**PROBLEM REQUIREMENTS**
Go line by line through the data below and work out how many lines contain "coords"; the answer is that number alone.

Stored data
PR #163, opened 2018-08-09
change order mc_error and credible interval default value

aloctavodia:
* the mean, standard deviation and hpd intervals are estimates of the _true_ variable while mc_error, n_eff and rhat are properties only of the samples used to approximate that variable. This change the order of mc_error accordingly.

* This also changes the name of the argument `alpha` to `credible_interval` to avoid confusion with matplotlib's alpha parameter.

* The value of the credible interval is set to 0.94, just to make the point that 0.95 is completely arbitrary


aloctavodia:
I change `alpha` to `credible_interval`, in several places

PR #171, opened 2018-08-18
[WIP] make diagnostics work with xarray

aloctavodia:
* The result of any of the 3 functions is a Pandas DataFrame, I was unsure on which data-structure to choose. In some sense this is like the numerical equivalent of a plot.

* This uses `xarray_var_iter`, `selection_to_string` from `plots.plot_utils.py` and thus maybe these functions should be placed inside `utils.xarray_utils.py`

Let me know your thoughts.


aloctavodia:
btw, test are going to fail, as I did not update them

ColCarroll:
This looks good to me! I wonder if we should perhaps have a dummy `to_xarray` function that works for numpy arrays, if only to use these functions more flexibly.

aloctavodia:
I update summary to make it work with xarray too. Still unsure of what the index of the returned dataframe should be, now is just the name of the variable, thus for a multidimensional variables its name will appear repeated in the index.

ahartikainen:
Do we need to rewite these due to new functions for numpy-->xarray?

aloctavodia:
Right, this PR is totally outdated.

ColCarroll:
I'm taking a look at reviving this - trying to get rid of all the `trace_to_dataframe` calls.

Issue #166, opened 2018-08-10
Forestplot: Dimensions are ordered from bottom to top.


aloctavodia:
See this example.

![index](https://user-images.githubusercontent.com/1338958/43984801-4cc959ee-9cd9-11e8-9cd7-b361ec1d226a.png)

MFreidank:
Hey, I would be interested in doing a pr for this. 
It would be nice if you could provide the code you used to generate your example, so that I have a good starting point.

aloctavodia:
Great!

You can try with a simpler example like 
```python
with pm.Model() as model:
    a = pm.Normal('a', 0, 1, shape=2)
    trace = pm.sample()
    
az.forestplot(trace)
```

ColCarroll:
Oh, I did [a lot of reversing](https://github.com/arviz-devs/arviz/blob/master/arviz/plots/forestplot.py) here to get orders of things right, but failed to do so for `selection`.  The easiest solution might be to edit `xarray_var_iter` to add a `reverse_selections` flag to it.

aloctavodia:
I say something wrong, the order of the variables is right, the problems is with multidimensional variables as the dimensions are ordered from bottom to top.

ColCarroll:
Closed by #172

PR #172, opened 2018-08-19
fix forestplot: order dimensions in ascending order

MFreidank:
Adresses #166. Dimensions of multidimensional variables are now ordered ascending instead of descending as they were previously. I decided to go the route @ColCarroll suggested in #166. I introduced 
a flag `reverse_selections` for `xarray_var_iter` in `arviz.plots.plot_utils.py` and set it to `True` inside `arviz.plots.forestplot`. 

They say pictures say more than a thousand words, so:

Old:

old_behavior

New:
new_behavior


ColCarroll:
Beautiful, thank you!

Issue #169, opened 2018-08-12
Representing schema in xarray


ColCarroll:
In order to get to feature parity with pymc3 plotting, we need to have a way to access sampler statistics (specifically, to access divergences), and ppc samples. @aseyboldt outlined a good way to think about the [rest of the schema here](https://github.com/arviz-devs/arviz/blob/master/schema.md).  

At the same time, xarray supports groups, but it doesn't look like it does so natively (yet? see the discussion at https://github.com/pydata/xarray/issues/1092).  

I am proposing something like

```python
import xarray as xr
import netCDF4 as nc

class Trace(object):
    def __init__(self, filename):
        self.filename = filename
        self.data = nc.Dataset(filename)
        self.groups = self.data.groups
        
    def __getattr__(self, name):
        if name in self.groups:
            return xr.open_dataset(self.filename, group=name)
        raise AttributeError("informative message")
    
    def __dir__(self):
        """Allows for tab completion on netCDF group names"""
        return super(Trace, self).__dir__() + list(self.groups.keys())
```

This is a pretty light wrapper around netCDF and xarray.  Usage is something like 

```python
t = Trace('mytrace.nc')
t.posterior  # this is an xarray.Dataset
t.posterior.mu.mean()  # calculate the mean of a variable
```

I think this will have to change a little bit so that nested groups work fine.  In particular, something like

```python
t = Trace('mytrace.nc')
t.sampler_stats.divergences  # should return an xarray.Dataset
t.sampler_stats  #  I think this would tend to return an empty xarray.Dataset
```

ColCarroll:
Also pinging @shoyer in case he has advice for doing this.

shoyer:
This seems more or less reasonable to me, but note that opening a netCDF file isn't always cheap (this is also true to a lesser extent with creating an xarray.Dataset). I expect you will be happier with caching or eagerly creating Dataset objects rather than recreating them in `__getattr__`.

canyon289:
@ColCarroll Should adding a representation of a prior be considered as well? Thinking of this in regards to this issue

https://github.com/pymc-devs/pymc3/issues/3104

canyon289:
Nevermind, I see that its already mentioned in the schema document

ColCarroll:
[...]

PR #173, opened 2018-08-23
Add an `InferenceData` object

ColCarroll:
This is a pretty big change - see also #169. I am sure there are some rough edges, but this seems like a flexible way to get to feature parity with current PyMC3 plotting.

- `InferenceData` is the object that carries all the schema data that is available.  Working with it a little bit, I like it - it is just a light wrapper on a `netCDF.Dataset` that accesses `xarray.Dataset`'s.  Supports tab completion, and usage looks like:
```python
data = az.InferenceData('my_analysis.nc')
data.posterior.mu.mean()   # 42.0
data.sample_stats.diverging.sum()  # 2
data.prior.mu.mean()  # AttributeError until it gets implemented
print(data)

Inference data from "/home/my_analysis.nc" with groups:
	> posterior
	> sample_stats
```

- I added `sample_stats` to the PyMC3 extractor. It was pretty easy, and I can follow up with a similar job on PyStan (or @ahartikainen can!).  We should argue about names for those `sample_stats` as well as the required/optional stats then, and update the schema accordingly.

- A funny thing about `InferenceData` is that it is file based, *not* memory based. I did not want to require every plotting function to require a filename, and I want them to work out of the box with PyMC3 or PyStan objects, so making a plot with one of these objects will write a file to disk. It uses `tempfile` to get a unique filename, and will always write into the same directory. By default, it writes to `.arviz_data/`, but that can be updated with 
    ```python
    import arviz as az
    az.config['default_data_directory'] = 'somewhere_else'
    ```
    If anyone has a more elegant way of handling this, I'm all ears. I was thinking of at least adding a warning every once in a while about the existence of this folder along with a suggestion to clean it out.  Maybe every time the number of files in the directory is a multiple of 10, spawn a warning?

- I updated the sample data to use `InferenceData`.  `az.load_arviz_data('centered_eight')` is a nice way to start playing with this.

- I tried to update documentation and function names, and got most of the way there.


ahartikainen:
I can update PyStan stuff, I just need the normalized names.

`sample_stats == rhat, etc` ?

And then we also have `sampler_stats` or `diagnostics`?

ColCarroll:
Heh, this maybe means we need better names.  I took these straight from their names in pymc3 after a NUTS run:

```python
data.sample_stats

<xarray.Dataset>
Dimensions:           (chain: 4, draw: 500)
Coordinates:
  * chain             (chain) int64 0 1 2 3
  * draw              (draw) int64 0 1 2 3 4 5 6 7 8 9 10 11 12 13 14 15 16 ...
Data variables:
    depth             (chain, draw) int64 ...
    diverging         (chain, draw) bool False False False False False False ...
    energy            (chain, draw) float64 ...
    energy_error      (chain, draw) float64 ...
    max_energy_error  (chain, draw) float64 ...
    mean_tree_accept  (chain, draw) float64 ...
    step_size         (chain, draw) float64 ...
    step_size_bar     (chain, draw) float64 ...
    tree_size         (chain, draw) float64 ...
    tune              (chain, draw) bool ...
```

arviz/utils/xarray_utils.py
```diff
@@ -1,18 +1,21 @@
 from abc import ABC, abstractmethod, abstractstaticmethod
-import re
```
canyon289: Does it make sense to call this xarray_utils now?

ahartikainen:
I have update the PyStan code (I also did update some dim calculations).
I can't push to your branch so maybe I wait until this is merged and create another PR.

ahartikainen:
Also, I found that only `divergent__`-- >`diverging` and `energy__` --> `energy` are "same". Not sure about the rest.

arviz/utils/xarray_utils.py
ColCarroll: good point - I think we're close to getting rid of some of the original dataframe functions in `utils.py`. probably there should be a refactor then. Really, these classes to convert objects should probably live in their own module, with the `inference_data` object.

ColCarroll:
sounds good to me! most sampler stats will have to be optional (`divergent` doesn't make much sense for metropolis-hastings samples, for example), so we will also have to implement some schema checking after this.

PR #176, opened 2018-08-26
add sample_stats for PyStan

ahartikainen:
Add sample_stats for PyStan.

### DIFF
--- a/arviz/utils/xarray_utils.py
+++ b/arviz/utils/xarray_utils.py
@@ -440,6 +440,49 @@ class PyStanToNetCDF(Converter):
         """
         super().__init__(fit, filename=filename, coords=coords, dims=dims)
 
+    def sample_stats_to_xarray(self):
+        """Extract sampler statistics from PyStan fit."""
+        dims = ['chain', 'draw']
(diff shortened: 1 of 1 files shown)


ahartikainen:
I added `lp__` to here. Is this correct thing to do or should it be inside posterior?

ColCarroll:
Looks good to me -- can merge when tests pass.

Is `lp__` the log probability?  Maybe we should rename it to `log_probability` - there is an open PR to add that to PyMC3 where it is called `logp`(https://github.com/pymc-devs/pymc3/pull/3134), and I think sampler stats is the right place for it. I'll add a PR to the pymc3 converter with whatever name you prefer.

ColCarroll:
I really like including that in sampler stats. Maybe we call it `log_density` since that _technically_ covers both cases?

junpenglao:
log_density could be confusing, I dont mind keeping it as `lp__` actually - it minimized the name changes across in Stan, and we dont have it yet anyway in pymc3.

ahartikainen:
I guess we can keep it as is (I stripped __ from the end)

PR #179, opened 2018-08-27
[WIP] Rename joyplot to ridgeplot

canyon289:
ggjoy has been deprecated, and renamed joyplot to ridgeplot, for a compelling historical reason. I propose we do the same.

I did hasty find and replace job to illustrate the point. If you all agree I'll clean this up when I get home.

https://serialmentor.com/blog/2017/9/15/goodbye-joyplots


ColCarroll:
Wow, never saw that. This PR looks good - is there any work left to do?

canyon289:
Doesn't look like it. Thanks for the review

PR #184, opened 2018-08-30
Add some minor fixes

canyon289:
abstractstaticmethod is deprecated for reference

https://docs.python.org/3/library/abc.html#abc.abstractstaticmethod


ColCarroll:
Do you mind if we hold off on this until #186 gets settled? Everything looks fine, but I would rather not deal with a merge conflict.

canyon289:
I don't mind!

PR #185, opened 2018-08-30
[WIP] Fix labels for plot

canyon289:
The Example Generator was using the module name to label the thumbnails in the gallery so the ridgeplot was showing labeled as a forestplot

I propose changing this to the sphinxtag which allows for more flexibility in naming. The tradeoff though is it matches the "human" name now for the plot but not the method name, although I argue the user can just click into the example to see the code.

Before change

forestplot

After change
afterfix


ColCarroll:
Cool! Agree this is nicer.

PR #188, opened 2018-09-02
Fix bug where argument was ignored

canyon289:
While the code works, the posterior argument is ignored and to a human it looks like a second non keyword argument is actually doing something when it isnt

@ColCarroll Out of curiosity why is an api where all non keyword arguments are ignored, except the first one preferred?

> (obj, *_, group='posterior', coords=None, dims=None)

*Before change*
image

### DIFF
--- a/arviz/plots/autocorrplot.py
+++ b/arviz/plots/autocorrplot.py
@@ -32,7 +32,7 @@ def autocorrplot(data, var_names=None, max_lag=100, combined=False,
     -------
     axes : matplotlib axes
     """
-    data = convert_to_dataset(data, 'posterior')
+    data = convert_to_dataset(data, group='posterior')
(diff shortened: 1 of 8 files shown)


ahartikainen:
I think instead of 

    (obj, *_, group='posterior', coords=None, dims=None)

it should be

    (obj, *, group='posterior', coords=None, dims=None)

which will throw a TypeError exception.

canyon289:
Fair point, not sure if the idea is to ignore extra arguments, or disallow extra arguments. The pattern is repeating in a couple other functions as well

ColCarroll:
Sorry, I meant to do what Ari was suggesting, but messed up the pattern. Can fix tomorrow, unless you've got something ready!

PR #189, opened 2018-09-02
support PyStan version < 2.18

ahartikainen:
This will first try to extract with parameters and  `permuted=False`. In older versions, it will return numpy.array and in later versions a dictionary. If a dictionary is not seen, it will extract again, but permuted=True and then goes to reorder permutation.

Also added `lp` back to sample_params, it went missing after the "rebase".

### DIFF
--- a/arviz/utils/xarray_utils.py
+++ b/arviz/utils/xarray_utils.py
@@ -264,6 +264,17 @@ class PyStanConverter:
         dtypes = self.infer_dtypes()
         data = {}
         var_dict = self.fit.extract(self._var_names, dtypes=dtypes, permuted=False)
+        if not isinstance(var_dict, dict):
+            # PyStan version < 2.18
+            var_dict = self.fit.extract(self._var_names, dtypes=dtypes, permuted=True)
+            permutation_order = self.fit.sim["permutation"]
+            original_order = []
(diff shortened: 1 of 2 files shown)


ColCarroll:
LGTM -- travis failures are:

```
************* Module arviz.utils.xarray_utils
arviz/utils/xarray_utils.py:310:0: C0301: Line too long (104/100) (line-too-long)
arviz/utils/xarray_utils.py:301:8: C0103: Variable name "lp" doesn't conform to snake_case naming style (invalid-name)
arviz/utils/xarray_utils.py:310:12: C0103: Variable name "lp" doesn't conform to snake_case naming style (invalid-name)
arviz/utils/xarray_utils.py:313:12: C0103: Variable name "lp" doesn't conform to snake_case naming style (invalid-name)
arviz/utils/xarray_utils.py:315:15: W0612: Unused variable 'sampler_dict' (unused-variable)
```

ahartikainen:
I will still test on my local machine, after that we can merge.

ahartikainen:
Tested with PyStan 2.18 and PyStan 2.17.1. Works now with both of them.

This means that we can start to use `pip install pystan` in testing.

I will add a change for that too.

ColCarroll:
Cool!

**COMPLETED TASK**
4